Biochemistry (Mosc). 2011 Dec;76(13):1507-27. doi: 10.1134/S0006297911130098.
This review concerns the structure and functions of tropomyosin (TM), an actin-binding protein that plays a key role in the regulation of muscle contraction. The TM molecule is a dimer of α-helices, which form a coiled-coil. Recent views on the TM structure are analyzed, and special attention is concentrated on those structural traits of the TM molecule that distinguish it from the other coiled-coil proteins. Modern data are presented on TM functional properties, such as its interaction with actin and ability to move on the surface of actin filaments, which underlies the regulation of the actin-myosin interaction upon contraction of skeletal and cardiac muscles. Also, part of the review is devoted to analysis of the effects of mutations in TM genes associated with muscle diseases (myopathies) on the structure and functions of TM.

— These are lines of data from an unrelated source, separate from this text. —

PR #11495, opened 2022-08-03
Add Belarusian (be) translations

### LINKED ISSUE #11391: Export/import is not updating some locales: be, et, si
CC @bcolsson @electricRGB 

While experimenting with workflows for export, I noticed that something is broken.
https://github.com/mozilla-l10n/firefoxios-l10n/pull/137/files

It's impossible to notice by looking at the PR alone, but two locales were not updated (et, si). I assume you have locales hardcoded somewhere? That might not be a good idea for the export process (it might be for builds).

I'm going to fix it on our side for now, since this prevents Pontoon from actually storing translations for those locales.

┆Issue is synchronized with this [Jira Task](https://mozilla-hub.atlassian.net/browse/FXIOS-4626)

flodolo:
Fixes #11391 

I've added `be` to shipping_locales.txt, then run the import script. I've reverted unrelated changes in the .proxproj file (removed lines), because i wasn't sure what they were.

@electricRGB
I can't flag you for review, can you take a look? In case it's OK, I also need someone to land it.


electricRGB:
Heya. I'll get to this soon. Something's happening with our build pipeline and all builds are failing, so we have to resolve that first. :)

electricRGB:
BR says: Great Success!
Screen Shot 2022-08-04 at 4 23 21 PM

electricRGB (approved):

这篇综述涉及原肌球蛋白(TM)的结构和功能,TM 是一种肌动蛋白结合蛋白,在肌肉收缩的调节中起着关键作用。TM 分子是由α-螺旋组成的二聚体,形成了一个卷曲螺旋。分析了 TM 结构的最新观点,并特别关注了将 TM 分子与其他卷曲螺旋蛋白区分开来的结构特征。介绍了 TM 功能特性的现代数据,例如它与肌动蛋白的相互作用以及在肌动蛋白丝表面移动的能力,这是调节骨骼肌和心肌收缩时肌球蛋白与肌动蛋白相互作用的基础。此外,综述的一部分还致力于分析与肌肉疾病(肌病)相关的 TM 基因突变对 TM 结构和功能的影响。